• [EXERCISE DIRECTIONS]:
Every line of the listing is to be returned exactly as given.

##########

PR #10942, opened 2020-09-21
[step-19] Correct & simplify some computations

kronbichler:
I read through the new tutorial program. Given that I missed the party in #10301, I try to add my reflections now. I will do a few comments on the code below in a minute so the tutorial authors can comment.

Note that I get substantially different results because the code contained a big bug as I believe. Have a look here:
https://github.com/dealii/dealii/blob/1107d12a13062a4de70cde81525547469ce6d77b/examples/step-19/step-19.cc#L503-L514
You create a new variable `fe_value` (note the missing *s*) but then use the surrounding `fe_values` object. This was certainly wrong and might be the explanation why I saw so many particles disappearing near the inlet (cathode).

### DIFF
--- a/examples/step-19/doc/intro.dox
+++ b/examples/step-19/doc/intro.dox
@@ -27,7 +27,7 @@ time, then deal.II is clearly not your right tool. On the other hand, if
 this evolution is due to the interaction with the solution of partial differential
 equation, or if having a mesh to determine which particles interact
 with others (such as in the
-[smoothed particle hydrodynamics (SMH)](https://en.wikipedia.org/wiki/Smoothed-particle_hydrodynamics)
+[smoothed particle hydrodynamics (SPH)](https://en.wikipedia.org/wiki/Smoothed-particle_hydrodynamics)
 method), then deal.II has support for you.
 
 The case we will consider here is how electrically charged particles move through
@@ -60,7 +60,7 @@ density. This is augmented by boundary conditions that we will choose as follows
    && \text{on}\; \partial\Omega\setminus\Gamma_\text{cathode}\setminus\Gamma_\text{anode}.
 @f}
 In other words, we prescribe voltages $+V_0$ and $-V_0$ at the two electrodes
-and isolating (Neumann) boundary conditions elsewhere. Since the dynamics of the
+and insulating (Neumann) boundary conditions elsewhere. Since the dynamics of the
 particles are purely due to the electric field $\mathbf E=\nabla V$, we could
 as well have prescribed $2V_0$ and $0$ at the two electrodes -- all that matters
 is the voltage difference at the two electrodes.
@@ -426,7 +426,7 @@ electrons are then accelerated towards the (green) anode which has a
 hole in the middle through which the electrons can escape the device and
 fly on to hit the screen, where they excite the "phosphor" to then emit
 the light that we see from these old-style TV screens. The non-heated
-part of the cathode is not heated, and consequently not subject
+part of the cathode is not subject
 to the emission of electrons -- in the code, we will mark this as the
 "focussing element" of the tube, because its negative electric voltage
 repels the electrons and makes sure that they do not just fly
--- a/examples/step-19/step-19.cc
+++ b/examples/step-19/step-19.cc
@@ -299,7 +299,7 @@ namespace Step19
       }
 
     triangulation.create_triangulation(
-      {std::begin(vertices), std::end(vertices)},
+      vertices,
       cells,
       SubCellData()); // No boundary information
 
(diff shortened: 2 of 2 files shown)


examples/step-19/doc/intro.dox
```diff
@@ -60,7 +60,7 @@ density. This is augmented by boundary conditions that we will choose as follows
    && \text{on}\; \partial\Omega\setminus\Gamma_\text{cathode}\setminus\Gamma_\text{anode}.
 @f}
 In other words, we prescribe voltages $+V_0$ and $-V_0$ at the two electrodes
-and isolating (Neumann) boundary conditions elsewhere. Since the dynamics of the
+and insulating (Neumann) boundary conditions elsewhere. Since the dynamics of the
```
kronbichler, line 63: I think it should be *insulating* for electrical comments, but given that my native language does not distinguish between isolate and insulate I let someone else check whether I am right.

examples/step-19/step-19.cc
```diff
@@ -468,52 +467,16 @@ namespace Step19
...
                 cell_rhs(i) +=
-                  (fe_values.shape_value(i, q_index) *   // phi_i(x_p)
-                   (-Constants::electrons_per_particle * // N
-                    Constants::electron_charge));        // e
-          }
-
+                  (fe.shape_value(i, reference_location) * // phi_i(x_p)
+                   (-Constants::electrons_per_particle *   // N
+                    Constants::electron_charge));          // e
+            }
```
kronbichler, line 479: I did not like the old code at all because the constructor of `FEValues` is so horrendously expensive. Here it is really simple (given that we use a `FiniteElement` whose values do not depend on the position), we should simply use the *virtual* `FiniteElement::shape_value()` function, much faster than the alternative. Of course, the really interesting place would be the one below where we need the gradients which depend on the mapping. Given that we have many particle codes, we should think of a better way to compute mapped gradients in those position. The `FEValues` interface is inappropriate in my opinion, even though it is quite powerfule.

examples/step-19/step-19.cc
```diff
@@ -760,9 +713,9 @@ namespace Step19
                 particle->set_properties(make_array_view(new_velocity));
 
                 // With the new velocity, we can then also update the location
-                // of the particle and set tell the particle about it.
+                // of the particle and tell the particle about it.
                 const Point<dim> new_location =
-                  particle->get_location() + dt * old_velocity;
+                  particle->get_location() + dt * new_velocity;
```
kronbichler, line 718: If I understand the formula and the comment above correctly, it should be the new velocity here, shouldn't it?

examples/step-19/doc/intro.dox
bangerth: I must have been speaking too much German that day. You're completely right.

examples/step-19/step-19.cc
```diff
@@ -722,7 +675,7 @@ namespace Step19
           // Then we can ask the FEValues object for the gradients of the
           // solution (i.e., the electric field $\mathbf E$) at these locations
           // and loop over the individual particles:
-          field_gradients.resize(n_particles_in_cell);
+          field_gradients.resize(quadrature_formula.size());
```
bangerth, line 678: then also just move that variable declaration here

examples/step-19/step-19.cc
bangerth: That's the difference between the explicit Euler and some semi-implicit scheme. For the purposes of this program, it probably doesn't matter very much. You're right that what you have here matches the formula above -- what did I write in the introduction? I think I *wanted* to use the explicit Euler scheme.

bangerth (commented):
Thanks for reading through it carefully! What a bug to have in there :-(

examples/step-19/step-19.cc
kronbichler: I will let you go over it after this PR is merged. I note that the introduction states this one here:
https://github.com/dealii/dealii/blob/f0919993dd8325c993eea8af248e233c1a11bd59/examples/step-19/doc/intro.dox#L180-L186
So this corresponds to some operator splitting (Gauss-Seidel) type approach.
Later, the results section goes on to mention the forward Euler case
https://github.com/dealii/dealii/blob/f0919993dd8325c993eea8af248e233c1a11bd59/examples/step-19/doc/results.dox#L265-L272
which is incorrect because the time `n` refers to a backward Euler case. But this is not really a backward Euler in the sense of differential algebraic equations because the electrical potential does not refer to the new values, but rather the splitting. I will open an issue for this.

examples/step-19/step-19.cc
```diff
@@ -697,19 +660,9 @@ namespace Step19
...
-          {
-            typename Particles::ParticleHandler<dim>::particle_iterator
-              particle = particles_in_cell.begin();
-            for (unsigned int particle_index = 0;
-                 particle != particles_in_cell.end();
-                 ++particle, ++particle_index)
-              particle_positions[particle_index] =
-                particle->get_reference_location();
-          }
+          particle_positions.clear();
```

##########

• [ANSWER BELOW]:
PR #10942, opened 2020-09-21
[step-19] Correct & simplify some computations

kronbichler:
I read through the new tutorial program. Given that I missed the party in #10301, I try to add my reflections now. I will do a few comments on the code below in a minute so the tutorial authors can comment.

Note that I get substantially different results because the code contained a big bug as I believe. Have a look here:
https://github.com/dealii/dealii/blob/1107d12a13062a4de70cde81525547469ce6d77b/examples/step-19/step-19.cc#L503-L514
You create a new variable `fe_value` (note the missing *s*) but then use the surrounding `fe_values` object. This was certainly wrong and might be the explanation why I saw so many particles disappearing near the inlet (cathode).

### DIFF
--- a/examples/step-19/doc/intro.dox
+++ b/examples/step-19/doc/intro.dox
@@ -27,7 +27,7 @@ time, then deal.II is clearly not your right tool. On the other hand, if
 this evolution is due to the interaction with the solution of partial differential
 equation, or if having a mesh to determine which particles interact
 with others (such as in the
-[smoothed particle hydrodynamics (SMH)](https://en.wikipedia.org/wiki/Smoothed-particle_hydrodynamics)
+[smoothed particle hydrodynamics (SPH)](https://en.wikipedia.org/wiki/Smoothed-particle_hydrodynamics)
 method), then deal.II has support for you.
 
 The case we will consider here is how electrically charged particles move through
@@ -60,7 +60,7 @@ density. This is augmented by boundary conditions that we will choose as follows
    && \text{on}\; \partial\Omega\setminus\Gamma_\text{cathode}\setminus\Gamma_\text{anode}.
 @f}
 In other words, we prescribe voltages $+V_0$ and $-V_0$ at the two electrodes
-and isolating (Neumann) boundary conditions elsewhere. Since the dynamics of the
+and insulating (Neumann) boundary conditions elsewhere. Since the dynamics of the
 particles are purely due to the electric field $\mathbf E=\nabla V$, we could
 as well have prescribed $2V_0$ and $0$ at the two electrodes -- all that matters
 is the voltage difference at the two electrodes.
@@ -426,7 +426,7 @@ electrons are then accelerated towards the (green) anode which has a
 hole in the middle through which the electrons can escape the device and
 fly on to hit the screen, where they excite the "phosphor" to then emit
 the light that we see from these old-style TV screens. The non-heated
-part of the cathode is not heated, and consequently not subject
+part of the cathode is not subject
 to the emission of electrons -- in the code, we will mark this as the
 "focussing element" of the tube, because its negative electric voltage
 repels the electrons and makes sure that they do not just fly
--- a/examples/step-19/step-19.cc
+++ b/examples/step-19/step-19.cc
@@ -299,7 +299,7 @@ namespace Step19
       }
 
     triangulation.create_triangulation(
-      {std::begin(vertices), std::end(vertices)},
+      vertices,
       cells,
       SubCellData()); // No boundary information
 
(diff shortened: 2 of 2 files shown)


examples/step-19/doc/intro.dox
```diff
@@ -60,7 +60,7 @@ density. This is augmented by boundary conditions that we will choose as follows
    && \text{on}\; \partial\Omega\setminus\Gamma_\text{cathode}\setminus\Gamma_\text{anode}.
 @f}
 In other words, we prescribe voltages $+V_0$ and $-V_0$ at the two electrodes
-and isolating (Neumann) boundary conditions elsewhere. Since the dynamics of the
+and insulating (Neumann) boundary conditions elsewhere. Since the dynamics of the
```
kronbichler, line 63: I think it should be *insulating* for electrical comments, but given that my native language does not distinguish between isolate and insulate I let someone else check whether I am right.

examples/step-19/step-19.cc
```diff
@@ -468,52 +467,16 @@ namespace Step19
...
                 cell_rhs(i) +=
-                  (fe_values.shape_value(i, q_index) *   // phi_i(x_p)
-                   (-Constants::electrons_per_particle * // N
-                    Constants::electron_charge));        // e
-          }
-
+                  (fe.shape_value(i, reference_location) * // phi_i(x_p)
+                   (-Constants::electrons_per_particle *   // N
+                    Constants::electron_charge));          // e
+            }
```
kronbichler, line 479: I did not like the old code at all because the constructor of `FEValues` is so horrendously expensive. Here it is really simple (given that we use a `FiniteElement` whose values do not depend on the position), we should simply use the *virtual* `FiniteElement::shape_value()` function, much faster than the alternative. Of course, the really interesting place would be the one below where we need the gradients which depend on the mapping. Given that we have many particle codes, we should think of a better way to compute mapped gradients in those position. The `FEValues` interface is inappropriate in my opinion, even though it is quite powerfule.

examples/step-19/step-19.cc
```diff
@@ -760,9 +713,9 @@ namespace Step19
                 particle->set_properties(make_array_view(new_velocity));
 
                 // With the new velocity, we can then also update the location
-                // of the particle and set tell the particle about it.
+                // of the particle and tell the particle about it.
                 const Point<dim> new_location =
-                  particle->get_location() + dt * old_velocity;
+                  particle->get_location() + dt * new_velocity;
```
kronbichler, line 718: If I understand the formula and the comment above correctly, it should be the new velocity here, shouldn't it?

examples/step-19/doc/intro.dox
bangerth: I must have been speaking too much German that day. You're completely right.

examples/step-19/step-19.cc
```diff
@@ -722,7 +675,7 @@ namespace Step19
           // Then we can ask the FEValues object for the gradients of the
           // solution (i.e., the electric field $\mathbf E$) at these locations
           // and loop over the individual particles:
-          field_gradients.resize(n_particles_in_cell);
+          field_gradients.resize(quadrature_formula.size());
```
bangerth, line 678: then also just move that variable declaration here

examples/step-19/step-19.cc
bangerth: That's the difference between the explicit Euler and some semi-implicit scheme. For the purposes of this program, it probably doesn't matter very much. You're right that what you have here matches the formula above -- what did I write in the introduction? I think I *wanted* to use the explicit Euler scheme.

bangerth (commented):
Thanks for reading through it carefully! What a bug to have in there :-(

examples/step-19/step-19.cc
kronbichler: I will let you go over it after this PR is merged. I note that the introduction states this one here:
https://github.com/dealii/dealii/blob/f0919993dd8325c993eea8af248e233c1a11bd59/examples/step-19/doc/intro.dox#L180-L186
So this corresponds to some operator splitting (Gauss-Seidel) type approach.
Later, the results section goes on to mention the forward Euler case
https://github.com/dealii/dealii/blob/f0919993dd8325c993eea8af248e233c1a11bd59/examples/step-19/doc/results.dox#L265-L272
which is incorrect because the time `n` refers to a backward Euler case. But this is not really a backward Euler in the sense of differential algebraic equations because the electrical potential does not refer to the new values, but rather the splitting. I will open an issue for this.

examples/step-19/step-19.cc
```diff
@@ -697,19 +660,9 @@ namespace Step19
...
-          {
-            typename Particles::ParticleHandler<dim>::particle_iterator
-              particle = particles_in_cell.begin();
-            for (unsigned int particle_index = 0;
-                 particle != particles_in_cell.end();
-                 ++particle, ++particle_index)
-              particle_positions[particle_index] =
-                particle->get_reference_location();
-          }
+          particle_positions.clear();
```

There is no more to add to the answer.